Notice that both sentences report the deaths of soldiers in an attack in some Iraqi town. However, it is clear that the two sentences could be describing two isolated events. The fact that there is a discrepancy in the number of reported deaths should add to one’s suspicions that this might be the case. Since the sentences share some content, but we cannot be sure they refer to the same event, we should seek to err on the side of caution and mark them as “not equivalent”.



3.5.4.      Shared content but different rhetorical structure


The search feature works with around %%NUMBER%% titles from %%NUMBER%% publishers, which translates into some %%NUMBER%% million pages of searchable text .


This innovative search feature lets Amazon customers search the full text of a title to find a book , supplementing the existing search by author or title .


In this sentence pair, both sentences clearly make statements about a new search feature. However, notice the emphasis placed on the amount of data in the first sentence via the rhetorical device of reiterated citation of numbers. The two sentences are about the same subject matter, but they are significantly different in that the first might occur as a detailed exploration of the second. Therefore, this leads us to mark the sentences as “not equivalent”.


3.5.5.      Same event but details different emphasis


A Hunter Valley woman sentenced to %%NUMBER%% years jail for killing her four babies was only a danger to children in her care, a court was told.


As she stood up yesterday to receive a sentence of %%NUMBER%% years for killing her four babies, Kathleen Folbigg showed no emotion.

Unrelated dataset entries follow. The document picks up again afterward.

Issue #89, opened 2021-01-03
Linux Support


luciusDXL:
The Force Engine should compile and run on common Linux Distros using the CMake build system.

gilmorem560:
Not sure when this will be getting attention/be more relevant, but with some tweaking, I was able to produce a Linux build:

![image](https://user-images.githubusercontent.com/36053668/143734359-04d71e0b-0b61-413c-aedd-c0c0d67db320.png)

I'm still working on actually getting the game to load, and cut a few corners in the threading stuff up under the MIDI player for now, but things seem to mostly just work as far as initially launching and loading the menu.

One thing I did notice throughout many files is the use of strcpy and memcpy without any inclusion of the cstring header, so I had to add that in quite a few places before g++ would build it. Additionally, some files using INT_MAX among other symbols required climits. The pthread implementation of the threading object is incomplete, but will build in at least. Finally, I needed to provide POSIX equivalents of many of the fileutil methods. I'll respond here with more info as I come across it, and likely will be raising a pull request once I've got the changes tidied up and tested.

Note, I am not intending on doing any build-system stuff, at least not yet, but just intend to contribute modifications to the source code itself that allow the files to build happily using g++ on an X11 POSIX system.

gilmorem560:
And now I've actually got it launching the game:

![image](https://user-images.githubusercontent.com/36053668/143787966-74361023-ffe0-486a-ae7c-7a9b4ae1e5b8.png)

No audio yet, but I can run around and shoot things. I haven't explored outside the first room yet, just getting a feel for how well things are working thus far. The mouse cursor does not appear to be captured in the SDL window, I don't know if this is the experience on other platforms, and I don't have access to a decent Windows box to see how that build behaves. Currently the mouse can and *will* interact with items besides just the SDL window, making actual gameplay outside of fullscreen mode incredibly difficult as clicking anywhere outside the immediate area of the window unfocuses...

luciusDXL:
On Windows, the mouse is locked to the window while in gameplay.

gilmorem560:
Reporting back that I've done some further testing but been busy with other things. I am able to go from level to level it seems, so I think things are behaving themselves pretty well all things considered. This weekend I'm going to see about massaging the rest of the necessary bits into enough shape to submit a succinct PR. The Mac stuff ala #90 will probably be a bit more back burner, but as time allows I intend on continuing to futz with that as well. Still don't have audio on either, but haven't been focused on that.

[...]

PR #99, opened 2021-11-28
Fix Simple Missing/Discrepant Includes

gilmorem560:
This PR just touches files that needed some header modifications to build on Linux, this does *not* produce a fully functional build. Supports #89


luciusDXL:
It looks good.

PR #110, opened 2022-01-12
Separating weapon wave from head wave...

ExtraDrowsy:
This is to address issue `106` for head waving/bobbing. Based on the discussion that already took place:
* The head and weapon wave/bob together.
* In the original game (and TFE) both can be disabled together using the F6 key.
* A request was made to allow the head wave to be disabled but keep the weapon wave on.

To do this I added a new checkbox type setting to the "Hud" settings that controls weapon waving independently/separately from head waving.

At first I considered making this a hotkey like "head wave" is but decided it was not ideal for the following reasons:
* Separate weapon wave functionality are not part of the original game, the hotkeys are.
* The hotkeys appear to rely on original game files (I might be wrong), like Strings in `.msg` files that render as on/off messages to the screen when the `F6` hotkey is pressed. Those Strings belong to the game not the source engine/port and I think original/base game files should always be utilized in a read-only manner which means rather than running through the same code that looks through the parsed `.msg` files, we'd have to have something that sources the Strings from literals in code or some other file.
* Having two hotkeys for waving seemed a bit excessive.


TheForceEngine/TFE_DarkForces/player.cpp
```diff
@@ -1830,69 +1830,76 @@ namespace TFE_DarkForces
 			//s_282344 = 34 - dH;
 		}
```
ExtraDrowsy, line 1832: This diff below looks big but all of the lines from this point to `:1844` are unchanged except for the following:
* I removed the `if` block that starts on line `:1836` and thus all of the code within that block down to `:1885` was indented left-ward (hence why the diff looks large). I removed it because we now need to run these calculations regardless of whether head waving is on since these are used for weapon waving.
* Any assignments to `s_headwaveVerticalOffset` in this range of code now assign to a new local variable `headwaveVerticalOffset` (see `:1835`). I essentially avoid modifying `s_headwaveVerticalOffset` until I know the head waving is on and needs to be applied since modifying `s_headwaveVerticalOffset` alters how player projectiles (like lasers from the blaster) are calculated.

TheForceEngine/TFE_DarkForces/player.cpp
```diff
@@ -1830,69 +1830,76 @@ namespace TFE_DarkForces
...
+				fixed16_16 speed = externSpd & (~0xffff);
+				speed |= (s_curTick & 0xffff);
+				// Then multiply by 16 and take the cosine - this is meant to be a small modification to the weapon motion
+				// (note that the base multiplier is 128).
+				sinCosFixed(speed << 4, &s_wpnSin, &s_wpnCos);
+				// Modify the headwave motion.
+				headwaveVerticalOffset += mul16(s_wpnCos, PLAYER_HEADWAVE_VERT_WATER_SPD);
 			}
 		}
-		setCameraOffset(0, s_headwaveVerticalOffset, 0);
```
ExtraDrowsy, line 1887: The code below is where the condition was moved to and what ultimately separates the head waving and weapon waving, as well as applying the new setting.

luciusDXL:
Hello, thanks for all the work with this. I have been focused on the GPU Renderer and version 1.0 but I will take a look at what you did here.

These sentences clearly report information related to the same event, but the first sentence emphasizes a particular legal argument presented by the convicted woman’s lawyer, while the second focuses on her apparent mental state at the trial. This type of sentence pair should be tagged as “not equivalent”. Given the magnitude of the semantic divergence between these two sentences – both in terms of content and emphasis – they should be treated as “not equivalent”.


More example sentence pairs which, while clearly significantly overlapping in content, should be tagged as “not equivalent”:



Authorities dubbed the investigation Operation Rollback , a reference to Wal-Mart's name for price reductions .


The ICE's investigation , known as " Operation Rollback " , targeted workers at %%NUMBER%% Wal-Mart stores in %%NUMBER%% states .



Researchers also found that women with mutations in the BRCA1 or BRCA2 gene have a %%NUMBER%% % to %%NUMBER%% % risk of ovarian cancer , depending on which gene is affected .


Earlier studies had suggested that the breast cancer risk from the gene mutations ranged from %%NUMBER%% % to %%NUMBER%% % .


Note that while the sentences may refer to the same piece of information, the inclusion of “earlier studies….” suggests this may not be the case. Therefore, they should be tagged as “not equivalent”.